Roth IRAs also come recommended for the younger savers, regardless of whether their plans are sponsored by their employer. Labadie says that it is very advantageous for the young saver (who literally is several decades away from retirement) to pay taxes today at a known rate today, see it grow tax-deferred, and finally pay out as tax-free – when the tax rate is unknown.
All said and done, Roth IRA too is not a viable option for all. Whether or not you’re eligible and how much you can contribute depends upon your modified adjusted gross income and tax filing status.
GUARANTEED INCOME ANNUITIES
Annuity refers to an insurance product which permits you to invest in the present day, and receive a guaranteed income stream in return from the time of your retirement. You get the option of receiving your payments per month, quarter, or year, or even as a lump sum.
Annuities are of several different kinds. There is the single-premium immediate annuity (SPIA), which allows you to invest and then trigger the income immediately (though it is currently not a popular option due to the low rates of interest). Also available is the deferred-income annuity (DIA) that has a cash-refund option. This is a much more popular option due to that fact that it allows you to control the time when you can trigger the income stream and gives you the options to not annuitize at all – if you don’t need and/or want it.
If you’re close to retirement with no substantial savings in place, you should consider real estate as a viable retirement-planning option. According to Landon, while anyone can choose to opt for real estate as a retirement plan, it serves best for the 50-60 age bracket since they are the ones who need to prioritize their income-producing options.
Landon says that it is best to opt for the investment that will give them the most of their money.

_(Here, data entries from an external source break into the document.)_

PR #117, opened 2026-09-07
[feat]: Adding Meta-Eval pipeline into the framework

kargibora:
## Problem

   JudgeArena can use judges to evaluate models, but it needs a way to evaluate the judges themselves against human preferences. This PR adds that comparison within the existing task and metric framework. 

   ## What this PR introduces

   Meta-evaluation tasks for **LMArena-100k, LMArena-140k, and ComparIA**, with three types of comparison:

   - **Agreement:** accuracy and Cohen’s kappa against human votes, with parse coverage reported separately.
   - **Ranking:** Spearman correlation and Elo MAE between human and judge rankings.
   - **Elo-gap:** held-out Elo error at different annotation budgets, using hard and soft preferences.

All of these metrics can be improved,removed or added easily - for example one can easily add Kendells-$\tau$ to the correlation without changing the pipeline.

   ## How it works

   The runner selects the most frequent models and samples a connected set of battles with a per-model quota. It judges those battles through the existing prompt and parsing pipeline, then passes canonical numeric preferences to the configured metrics. 

   The implementation reuses the existing dataset loaders, `ParsedPreference`, Bradley–Terry fitter, and metric/report APIs. Task YAML defines the dataset, prompt, and metric settings. Runtime options control sampling.

   Both fixed and two-orientation judging are supported. With two orientations, both passes must parse before a battle contributes a preference. Failed judgments count against attempted agreement accuracy rather than disappearing from the denominator.
   For example:

   ```bash
   uv run judgearena \
     --task meta-eval-lmarena-140k-en \
     --judge.temperature 0 \
     --judge.swap_mode fixed \
     --meta_eval.top_models 10 \
     --run.seed 0 \
     --run.result_folder results/meta-eval
   ```

   The run saves the sampled battles, judge annotations, metric inputs, and results for inspection.

## Size and validation

Relative to #115 at `e38ccae`. Parent changes are excluded. Pre-existing tests are restored; remaining test reductions apply only to stack-added coverage.

|---|---:|---:|---:|
| Production Python | 1,486 | 77 | 1,563 |
| Tests | 601 | 6 | 607 |
| Task YAML, prompts, README | 199 | 1 | 200 |
| **Total** | **2,286** | **84** | **2,370** |

Most core additions are in scoring (576 lines), the runner (217), annotation (184), and sampling (164).

Full local suite: `389 passed`.

### DIFF
--- a/judgearena/benchmarks/elo/runner.py
+++ b/judgearena/benchmarks/elo/runner.py
@@ -14,6 +14,7 @@ from judgearena.artifacts import (
     write_run_metadata_safely,
 )
 from judgearena.battles import Leaderboard, RatingEntry, write_battles
+from judgearena.benchmarks.arena import resolve_task_languages
 from judgearena.benchmarks.elo.calibration import calibrate_pairscore_temperature
 from judgearena.benchmarks.elo.rating import (
     arena_anchor_battles,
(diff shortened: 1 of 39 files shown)


judgearena/benchmarks/elo/runner.py
```diff
@@ -58,22 +59,10 @@ def run_elo(cfg: "RunConfig", task: ResolvedTaskSpec | None = None) -> dict:
...
-            ]
-            if not selected_languages:
-                raise ValueError(
-                    f"elo.languages {cfg.elo.languages} has no overlap with the "
-                    f"languages of task {cfg.task!r} ({variant_languages})."
-                )
-        else:
-            selected_languages = variant_languages
+    # A task variant preselects languages; elo.languages may narrow it further.
+    selected_languages = resolve_task_languages(
```
kargibora, line 63: This is now re-used with the `elo`. No need for duplication

ErlisLushtaku (approved):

Real estate, for more reasons can one can – and does give this opportunity by creating a decent – yet constant income stream.
When it comes to making real estate your retirement plan, it is always recommended to purchase the property with a lump sum in order to avoid the complications and hassles of debt during retirement. You should also set apart some money for taxes and repairs.
The only downside of real estate is the fact that property management is an active process that requires constant working and involves ongoing and real risks. And that may turn out to be bothersome for some people. That said, once you weigh the pros and cons of real estate together you will realize that it might just prove to be a better option than most.